Тенденцию Череванин превращает в факт, а материалистический анализ заменяет примеркой по шаблону. Социалисты-революционеры для него как бы образец бланкизма, и стоит установить между ними и большевиками сходство, если не тождество, — и вопрос решен. А между тем т. Череванин совершенно проглядел то перерождение, которое претерпевают сами социалисты-революционеры. Не только депутаты-рабочие, прошедшие с.р-скую школу, но и официальные представители этой партии, с которыми нам пришлось работать в Петербургском Совете, очень далеко ушли от того архаического типа, который был представлен в свое время «Вестником Русской Революции» и многими статьями «Революционной России». Стоит только припомнить прежнее огульное отрицание классовых «перегородок» в «едином» революционном движении, признание за земской оппозицией не только демократического, но и социалистического (!) характера, чтобы увидеть, как сильно приблизились социалисты-революционеры, работающие в городах, к классовому социализму. Правда, их точка зрения сильно отстает от их политической практики; но и теперь уже оказалось невозможным дальнейшее пребывание в партии «народных социалистов», с одной стороны, и «максималистов» с другой. Социал-демократическая критика была вполне права, когда вскрывала в с.-р-стве двойственную тенденцию к анархизму и к мещанскому политическому радикализму. Нашей критике пришло на помощь политическое развитие и положило начало неизбежной дифференциации. В высокой степени замечательно, что однородное перерождение переживает теперь польская социалистическая партия (P. P. S.), во многом близкая нашим социалистам-революционерам и состоящая с ними в соглашении. На днях только от P. P. S. откололось бланкистско-националистическое крыло партии, и заявление Центрального Комитета об этом расколе показывает, как быстро приближается эта часть польской демократии к действительно классовому социализму. И в этом случае не малую роль играет критика польской социал-демократии. Но решающее значение принадлежит фактам революции…

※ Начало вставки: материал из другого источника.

PR #101, opened 2022-07-16
Add PlayerIndex component, and fix HUD players ordering

### LINKED ISSUE #81: Add Player Indexes
Players should have a component such as `PlayerIndex(usize)` on them that just sets which player they are.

Но не будем отвлекаться. Тенденция в строну якобинского (почтительно-высокомерного) третирования массы несомненно создается буржуазной революцией. Но на перерез идут другие силы и влияния: высокий социальный тип нашего индустриального пролетариата, который десятью головами выше санкюлотов 1789—93 гг. и подмастерьев 48 г.; значительное число сознательных социалистов в рабочей среде; пример и влияние классовой борьбы Запада и пр. и пр. И я думаю, что всякий социал-демократ, если он только наблюдает жизнь не прокурорскими глазами фракционного сектанта, признает, что объективное развитие не только не стремится оторвать большевиков от социал-демократии и перебросить их в лагерь «анархо-бланкизма», но, наоборот, многое уже сделал для того, чтобы приблизить даже и соц.-революционеров, по крайней мере, их городские элементы, к программе и тактике классовой борьбы. Досадно, что Череванину некогда заниматься такими наблюдениями: он мечтает о расколе партии, как о средстве спасти праведников социал-демократии от потопа буржуазной революции.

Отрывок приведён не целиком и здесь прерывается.